Iron is essential for different physiological functions and biochemical activities in the body, but is extremely toxic in excess. Because humans don’t have an active mechanism to excrete excess iron, too much iron in the system can lead to iron overload. 

The mainstay treatment for many chronic anemia disorders is frequent red blood cell transfusions. Patients with such transfusion-dependent blood disorders are at a heightened risk of iron overload, which can cause severe damage to vital organs including the liver, heart, pancreas, thyroid and endocrine glands. Systemically accumulated iron is fatal if left untreated, and causes considerable morbidity and mortality. 

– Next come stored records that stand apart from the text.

PR #344, opened 2020-07-03
Allow multiple KERL_DOC_TARGETS

### LINKED ISSUE #341: Can't choose more then one doc target
In https://github.com/kerl/kerl/pull/336 support for building the new doc chunks were added by setting `DOC_TARGETS` when building the docs. This is great, and even better you can tweak said `DOC_TARGETS` using `KERL_DOC_TARGETS`.

I like having the man pages around, and also be able to use `h/1` in the shell would be nice. Unfortunately you can only build one such doc target, as the string concatenation here:

https://github.com/kerl/kerl/blob/cd6280cb7de71e0d3c3c61648aeca12e2b70cffb/kerl#L947-L948

Makes the build fail with ``make[3]: *** No rule to make target `chunks', needed by `docs'.  Stop.``, when `KERL_DOC_TARGETS="man chunks"`.

Manually running `make release_docs DOC_TARGETS="man chunks"` works like a charm though.

The solution is probably to avoid string concatenation altogether. I'm thinking either writing out the command in full every time it's run (maybe another small helper function?), or setting `DOC_TARGETS` as an exported environmental variable and hope `make` picks it up. The latter _should_ work on most systems, but if kerl wants to support stuff like AIX/Sun/Solaris/... then it might be a solution.

What do you think?

maxno-kivra:
Fixes #341

### DIFF
--- a/kerl
+++ b/kerl
@@ -943,16 +943,15 @@ _do_build() {
     fi
     if [ -n "$KERL_BUILD_DOCS" ]; then
         echo 'Building docs...'
-        release=$(get_otp_version "$2")
-        cmd="make docs DOC_TARGETS=$KERL_DOC_TARGETS"
-        release_cmd="make release_docs DOC_TARGETS=$KERL_DOC_TARGETS RELEASE_ROOT=$KERL_BUILD_DIR/$2/release_$1"
+        export DOC_TARGETS="$KERL_DOC_TARGETS"
+        export RELEASE_ROOT="$KERL_BUILD_DIR/$2/release_$1"
 
-        if ! $cmd >>"$LOGFILE" 2>&1; then
+        if ! make docs >>"$LOGFILE" 2>&1; then
             show_logfile 'Building docs failed.' "$LOGFILE"
             list_remove builds "$1 $2"
             exit 1
         fi
-        if ! $release_cmd >>"$LOGFILE" 2>&1; then
+        if ! make release_docs >>"$LOGFILE" 2>&1; then
             show_logfile 'Release of docs failed.' "$LOGFILE"
             list_remove builds "$1 $2"
             exit 1
@@ -1262,8 +1261,9 @@ rehash
 ACTIVATE_CSH
 
     if [ -n "$KERL_BUILD_DOCS" ]; then
-        release_docs="make release_docs DOC_TARGETS=$KERL_DOC_TARGETS RELEASE_ROOT=$absdir"
-        if ! (ERL_TOP="$ERL_TOP" $release_docs >/dev/null 2>&1); then
+        export DOC_TARGETS="$KERL_DOC_TARGETS"
+        export RELEASE_ROOT="$absdir"
+        if ! (ERL_TOP="$ERL_TOP" make release_docs >/dev/null 2>&1); then
             echo "Couldn't install docs for Erlang/OTP $rel ($1) in $absdir"
             exit 1
         fi


maxno-kivra:
@mrallen1 what do you think?

kerl
```diff
@@ -943,16 +943,15 @@ _do_build() {
     fi
     if [ -n "$KERL_BUILD_DOCS" ]; then
         echo 'Building docs...'
-        release=$(get_otp_version "$2")
-        cmd="make docs DOC_TARGETS=$KERL_DOC_TARGETS"
-        release_cmd="make release_docs DOC_TARGETS=$KERL_DOC_TARGETS RELEASE_ROOT=$KERL_BUILD_DIR/$2/release_$1"
```
mrallen1, line 948: Isn't the main issue that this line needs to have quotes?

maxno-kivra: I tried to inline this command in the `if` statement, but it didn't work. For some reason the `make DOC_TARGETS="$KERL_DOC_TARGETS"` still split it and failed with `missing target chunks`.

Exporting does work nicely though.

maxno-kivra:
Ping @mrallen1. This should be good to go, yes?

mrallen1:
Hi - thanks for the patch and I'm sorry it's taken me so long to do anything about this. I am working on a branch to fix this in a different way than using an exported variable.

maxno-kivra:
Why is exporting `DOC_TARGETS`/`RELEASE_ROOT` an issue?

mrallen1:
> Why is exporting `DOC_TARGETS`/`RELEASE_ROOT` an issue?

Because kerl gets used in all kinds of automation contexts especially for building Erlang and people might have exported their own values for those variables on their build machines/environments/CI/docker containers. 

Kerl's own shell variables are prefixed with `KERL_` so I feel like we can do whatever we want with them, but `DOC_TARGETS` and so on are OTP variables and we shouldn't export them from inside kerl especially when we can achieve the same result without doing so.

maxno-kivra:
> Because kerl gets used in all kinds of automation contexts especially for building Erlang and people might have exported their own values for those variables on their build machines/environments/CI/docker containers.

I wholeheartedly agree that we must stay backwards compatible, and ensure peoples setup doesn't break. But, `kerl` isn't sourced, right? Which means any exported variables stays inside, and won't mess with peoples setup.

> Kerl's own shell variables are prefixed with `KERL_` so I feel like we can do whatever we want with them, but `DOC_TARGETS` and so on are OTP variables and we shouldn't export them from inside kerl especially when we can achieve the same result without doing so.

The OTP ones are overwritten anyways, so it doesn't matter if the user has exported them or not. If this should be changed to make kerl inherit these, then I assume this needs to be updated:

https://github.com/kerl/kerl/blob/490c077fd110818d2052a5ecafa47e5db44cc09c/kerl#L85-L86

Perhaps the cleanest way would be to export all the OTP environmental variables upfront, while unifying the `KERL_` prefixed ones with the ones from OTP? This should make `kerl` more robust if OTP changes a `make` command to start depending on some of the other ones. For example `RELEASE_ROOT`.

mrallen1:
They've overwritten _while someone is using kerl_ - but again - this tool gets used in all sorts of automation contexts which we don't know about. So I think being conservative about exports (especially exports defined by the upstream project) is the right behavior.

maxnordlund:
> They've overwritten _while someone is using kerl_

You mean inside the kerl process while it is running? Unless the user sources kerl, it can't affect the users environment, and kerl isn't supposed to be sourced (except the activate script), right? Or am I missing something?

> - but again - this tool gets used in all sorts of automation contexts which we don't know about. So I think being conservative about exports (especially exports defined by the upstream project) is the right behavior.

I totally agree, the more robust the better. I also think a user of kerl would be surprised if setting _both_ OTP and `KERL_` environmental variables affected the build, but only for some steps of the build.

kerl must overwrites/passe along all the variables used by OTP at each step, e.g. make call, or OTP environmental variables will bypass kerl. I'm not sure if you can do something like that right now, but before `KERL_DOC_TARGETS` was added, you could tweak OTP by setting `DOC_TARGETS`. Also, if OTP changes any of it's steps to use another variable, kerl would subtle break. [Although I'm sure someone is/will be using this](https://xkcd.com/1172/)

Given that, I think setting the OTP variables upfront would prevent surprises like that. This would reduce the maintenance burden to export a new OTP variable if they add one. Instead of updating every call to make.

___

Basically I fail to see how exporting or passing variables can affect the user. It's an implementation detail, right?

mrallen1:
> Basically I fail to see how exporting or passing variables can affect the user. It's an implementation detail, right?

No, it can affect build environments in unexpected and troublesome ways. Exporting environment variables from upstream into a shell environment should be avoided whenever possible.

maxnordlund:
I fail to see how modifying environmental variables _inside_ a process can affect the parent process. I also think there's more nuance to using upstream, in our case Erlang/OTP, environmental variables. For example [homebrew](https://brew.sh/) removes some variables precisely because they can cause weird errors.

https://github.com/Homebrew/homebrew-core/blob/8e2108774bcb5a7057b55a97b8fcd22300d065c1/Formula/erlang.rb#L37-L39

I think we're not going to convince each other otherwise, so maybe just agree to disagree. I'm also not going to stop a bugfix, so if your alternative solution works, great 😄 Once verified, you can close this.

If in the future we get a weird error from OTP, then maybe this discussion can help us remember to look at Erlang/OTP environmental variables.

Iron chelation therapy is the most widely-used therapeutic approach to improve survival and reduce the risk of iron overload, by chelating and excreting excess iron using small molecular Fe (III) specific chelators. However, the current FDA-approved iron chelators have many limitations, including inefficiency, toxicity, severe side effects, high cost, and patient non-compliance. Consequently, the lifespan of a major portion of transfusion-dependent anemic patients is severely narrowed. To date, no methods are available for the excretion of organ-deposited iron. 

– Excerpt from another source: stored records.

PR #358, opened 2021-01-04
Replace Big Sur patch with sed-based bypass for installing OTP 21, 22, and 23

OldhamMade:
The patch added in #356 (to release 2.0.2) only applies to OTP 23, and doesn't work with earlier OTP versions. This PR provides an alternative approach.

This version has been tested with the latest versions of OTP 23, 22, and 21. I've also tested with OTP 20, but the build fails at a later point for (from what I can see) unrelated reasons.

### DIFF
--- a/kerl
+++ b/kerl
@@ -737,7 +737,7 @@ maybe_patch_bigsur() {
     release="$1"
     if is_osx_bigsur && \
         [[ "$release" -lt 24 ]]; then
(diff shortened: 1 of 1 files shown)


joedevivo:
👍 Worked for me on BigSur & 22.0.3

taras-vi:
Doesn't work with 22.3

PR #363, opened 2021-02-02
Add `\` to commands to avoid system aliases

JoaoFukuda:


mrallen1:
Thanks. Going to let CI run through this change, but planning to merge it.

JoaoFukuda:
I just had to interactively rebase and force push because there was some other commands I wanted escaped and didn't wanted to make a new commit for, so I reused the last commit.

PR #373, opened 2021-06-09
Add KERL_DOC_TYPES build configuration explanation.

iporsut:
Add the explanation of the default behaviour of `KERL_DOC_TYPES` and how to configure it.


mrallen1:
Thanks!

PR #274, opened 2017-01-11
Add git info to --version

RasmusWL:
Output of `futhark --version` will now be like the following. I think the format for the timestamp of the commit is horrible, but I do think it is important to have, as it tells you how recent a version was used which is usually what you want to know for non debugging purposes. 

```
Futhark 0.1
git: 8791fd4 (Wed Jan 11 18:26:23 2017 +0100)
(C) HIPERFIT research centre
Department of Computer Science, University of Copenhagen (DIKU)
```

If the branch is not "master", the branchname will be inserted before the hash, and if any files have been modified this will be displayed at the end of the line

# Caveats 

Due to the way the `gitrev` package works (using TemplateHaskell),
`Futhark.Version` and `Futhark.Util.Options` will be recompiled on *every*
compilation. This kinda sucks, and is why I didn't just merge it right away.

### DIFF
--- a/futhark.cabal
+++ b/futhark.cabal
@@ -51,7 +51,8 @@ Library
                  neat-interpolation >= 0.3,
                  file-embed >= 0.0.9,
                  directory,
-                 directory-tree
+                 directory-tree,
+                 gitrev >= 1.2.0
 
   Exposed-modules: Futhark.Actions
                    Futhark.Analysis.AlgSimplify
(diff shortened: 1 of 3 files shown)


Athas:
Those rebuilds seem pretty harmless.  It's a small module, and a drop in the bucket compared to the ridiculous link times we already suffer.

People can use intero-mode or GHCi for snappier feedback.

Recent developments in polymer/macromolecular therapeutic approaches shed new light on improving the therapeutic window of small molecular drugs and circumvent the limitations associated with existing therapies. Polymer therapeutics is a widespread multidisciplinary research area with a focus on polymer-conjugates of drugs and proteins, nano drug delivery systems and other macromolecular delivery systems. Several of such systems are approved for market arrival. 

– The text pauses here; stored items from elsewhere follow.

PR #295, opened 2017-02-05
Binary input

RasmusWL:
Finally it is here, a binary input format for Futhark.

Besides implementing reading the binary input format in the C runtime system, I have also updated `futhark-dataset` so it can generate data in the binary format. 

I've added documentation which should explain the format in details.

Dr. Abbina’s research will investigate improving the success and efficiency of iron chelation by incorporating biodegradable moieties in a polyglycerol scaffold, and targeting specific organs that are susceptible to iron mediated toxicity. The result of this research will be liver- and heart-specific macromolecular iron chelation systems. 

The preliminary data is promising and we believe this safe and efficient therapeutic approach would benefit numerous patients suffering from iron overload induced diseases including cardiac failure or arrhythmia, cardiomyopathy, liver diseases and other endocrine disorders. This novel chelating system will also open new avenues to address other iron overload pathogeneses, including cancers, diabetes, inflammation and neurodegenerative diseases.